Segment Open

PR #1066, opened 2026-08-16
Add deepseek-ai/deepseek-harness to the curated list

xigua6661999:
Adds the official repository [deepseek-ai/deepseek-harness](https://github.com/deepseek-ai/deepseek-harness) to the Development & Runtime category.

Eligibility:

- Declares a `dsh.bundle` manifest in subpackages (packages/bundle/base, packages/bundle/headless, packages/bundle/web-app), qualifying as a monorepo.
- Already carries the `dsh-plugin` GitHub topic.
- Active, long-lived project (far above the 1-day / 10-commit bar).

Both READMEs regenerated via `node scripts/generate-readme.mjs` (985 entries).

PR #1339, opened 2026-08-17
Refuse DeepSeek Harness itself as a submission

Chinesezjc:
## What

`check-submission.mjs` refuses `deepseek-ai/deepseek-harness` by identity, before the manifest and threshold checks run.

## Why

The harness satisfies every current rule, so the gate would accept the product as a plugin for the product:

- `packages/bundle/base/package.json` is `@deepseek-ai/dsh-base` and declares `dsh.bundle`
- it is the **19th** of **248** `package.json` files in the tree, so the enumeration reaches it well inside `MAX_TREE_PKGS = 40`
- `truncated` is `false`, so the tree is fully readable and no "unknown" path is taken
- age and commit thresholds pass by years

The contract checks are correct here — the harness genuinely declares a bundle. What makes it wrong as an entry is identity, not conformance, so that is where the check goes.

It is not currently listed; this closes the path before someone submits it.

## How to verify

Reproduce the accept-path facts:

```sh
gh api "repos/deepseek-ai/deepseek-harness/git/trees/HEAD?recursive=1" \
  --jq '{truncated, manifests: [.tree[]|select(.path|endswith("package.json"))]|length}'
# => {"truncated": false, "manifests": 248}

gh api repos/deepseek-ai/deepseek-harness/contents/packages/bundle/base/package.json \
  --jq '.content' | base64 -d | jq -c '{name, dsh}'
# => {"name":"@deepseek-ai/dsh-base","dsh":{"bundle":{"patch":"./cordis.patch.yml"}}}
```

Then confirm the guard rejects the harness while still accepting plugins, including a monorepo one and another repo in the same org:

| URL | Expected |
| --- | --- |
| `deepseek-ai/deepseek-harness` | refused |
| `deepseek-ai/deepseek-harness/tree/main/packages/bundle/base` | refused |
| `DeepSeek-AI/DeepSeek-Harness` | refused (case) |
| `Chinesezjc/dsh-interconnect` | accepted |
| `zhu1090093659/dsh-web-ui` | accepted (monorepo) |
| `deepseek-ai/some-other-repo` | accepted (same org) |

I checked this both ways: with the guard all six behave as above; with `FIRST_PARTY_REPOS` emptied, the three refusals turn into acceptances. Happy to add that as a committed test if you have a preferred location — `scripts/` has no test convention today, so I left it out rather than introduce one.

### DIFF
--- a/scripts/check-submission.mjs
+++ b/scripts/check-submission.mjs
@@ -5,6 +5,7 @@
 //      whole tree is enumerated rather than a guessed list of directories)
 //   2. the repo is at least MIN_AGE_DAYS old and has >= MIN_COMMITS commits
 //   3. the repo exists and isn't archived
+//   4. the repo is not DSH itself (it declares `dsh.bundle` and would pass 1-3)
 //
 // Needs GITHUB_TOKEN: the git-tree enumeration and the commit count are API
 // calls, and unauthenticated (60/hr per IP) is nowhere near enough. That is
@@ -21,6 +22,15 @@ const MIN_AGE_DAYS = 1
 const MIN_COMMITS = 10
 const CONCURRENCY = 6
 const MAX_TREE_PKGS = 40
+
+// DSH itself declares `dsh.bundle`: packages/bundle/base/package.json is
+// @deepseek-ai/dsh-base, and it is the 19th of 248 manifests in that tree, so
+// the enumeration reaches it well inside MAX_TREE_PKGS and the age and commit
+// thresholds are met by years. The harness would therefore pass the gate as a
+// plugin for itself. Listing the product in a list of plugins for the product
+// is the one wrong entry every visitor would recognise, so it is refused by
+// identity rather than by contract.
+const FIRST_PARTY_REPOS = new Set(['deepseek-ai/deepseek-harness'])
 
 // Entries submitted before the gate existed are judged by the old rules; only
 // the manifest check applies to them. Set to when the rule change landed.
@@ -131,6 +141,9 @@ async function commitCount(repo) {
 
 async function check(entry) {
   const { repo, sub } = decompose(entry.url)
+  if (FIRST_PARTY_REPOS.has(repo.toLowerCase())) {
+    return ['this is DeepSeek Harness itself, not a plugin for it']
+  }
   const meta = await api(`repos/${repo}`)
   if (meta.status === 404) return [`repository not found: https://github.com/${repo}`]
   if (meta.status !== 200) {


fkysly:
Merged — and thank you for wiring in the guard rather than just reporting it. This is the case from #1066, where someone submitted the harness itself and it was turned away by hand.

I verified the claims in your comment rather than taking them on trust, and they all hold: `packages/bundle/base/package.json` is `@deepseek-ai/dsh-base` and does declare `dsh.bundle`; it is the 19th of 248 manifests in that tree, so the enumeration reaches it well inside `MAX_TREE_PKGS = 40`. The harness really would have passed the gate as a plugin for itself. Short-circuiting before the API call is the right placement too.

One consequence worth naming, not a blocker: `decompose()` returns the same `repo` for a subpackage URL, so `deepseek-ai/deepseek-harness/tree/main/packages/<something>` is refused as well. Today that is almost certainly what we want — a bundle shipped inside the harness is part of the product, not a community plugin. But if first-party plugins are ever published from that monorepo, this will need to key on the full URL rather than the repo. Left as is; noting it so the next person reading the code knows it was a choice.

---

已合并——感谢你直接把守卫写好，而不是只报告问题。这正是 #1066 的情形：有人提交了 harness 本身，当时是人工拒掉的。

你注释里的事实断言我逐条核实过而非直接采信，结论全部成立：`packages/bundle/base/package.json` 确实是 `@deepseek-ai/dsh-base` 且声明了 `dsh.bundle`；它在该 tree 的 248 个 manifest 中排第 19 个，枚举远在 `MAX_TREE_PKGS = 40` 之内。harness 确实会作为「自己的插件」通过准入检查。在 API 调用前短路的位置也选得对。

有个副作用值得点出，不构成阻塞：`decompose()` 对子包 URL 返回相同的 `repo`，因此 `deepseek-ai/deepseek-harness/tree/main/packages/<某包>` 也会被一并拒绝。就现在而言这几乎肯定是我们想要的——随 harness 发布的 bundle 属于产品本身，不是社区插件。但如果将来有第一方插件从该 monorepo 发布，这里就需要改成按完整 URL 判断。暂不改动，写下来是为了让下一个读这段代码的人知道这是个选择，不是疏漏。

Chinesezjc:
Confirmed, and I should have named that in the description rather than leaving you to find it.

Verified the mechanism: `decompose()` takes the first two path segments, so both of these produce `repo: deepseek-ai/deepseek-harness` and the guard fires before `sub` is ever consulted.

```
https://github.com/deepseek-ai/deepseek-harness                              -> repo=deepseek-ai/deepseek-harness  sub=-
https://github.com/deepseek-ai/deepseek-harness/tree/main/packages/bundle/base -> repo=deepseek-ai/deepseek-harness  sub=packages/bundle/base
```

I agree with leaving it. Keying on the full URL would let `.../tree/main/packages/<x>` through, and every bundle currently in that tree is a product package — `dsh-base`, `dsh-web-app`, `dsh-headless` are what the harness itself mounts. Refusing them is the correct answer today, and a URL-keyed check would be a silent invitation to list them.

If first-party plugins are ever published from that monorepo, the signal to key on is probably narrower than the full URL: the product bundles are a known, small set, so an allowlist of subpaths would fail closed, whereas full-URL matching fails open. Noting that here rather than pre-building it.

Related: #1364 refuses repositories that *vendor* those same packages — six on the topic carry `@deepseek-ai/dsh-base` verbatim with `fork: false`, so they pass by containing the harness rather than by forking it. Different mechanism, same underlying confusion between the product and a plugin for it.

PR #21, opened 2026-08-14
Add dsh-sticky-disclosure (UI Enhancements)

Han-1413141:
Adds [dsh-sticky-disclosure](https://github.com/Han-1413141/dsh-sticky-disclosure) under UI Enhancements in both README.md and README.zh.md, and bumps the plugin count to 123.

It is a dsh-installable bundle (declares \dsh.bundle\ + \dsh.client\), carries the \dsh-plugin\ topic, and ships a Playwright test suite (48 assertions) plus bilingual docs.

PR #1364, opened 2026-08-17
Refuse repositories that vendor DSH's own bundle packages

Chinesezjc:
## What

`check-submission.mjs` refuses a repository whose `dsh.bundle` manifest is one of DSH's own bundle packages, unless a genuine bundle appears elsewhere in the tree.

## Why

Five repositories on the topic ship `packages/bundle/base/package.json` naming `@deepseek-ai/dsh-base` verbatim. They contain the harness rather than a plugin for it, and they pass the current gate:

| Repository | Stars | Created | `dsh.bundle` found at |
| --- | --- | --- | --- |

Segment Closed

- WHAT THIS TASK INVOLVES -
Within the listing above, find every line containing the string "async" and return it.

- TASK RESULT -
@@ -131,6 +141,9 @@ async function commitCount(repo) {
 async function check(entry) {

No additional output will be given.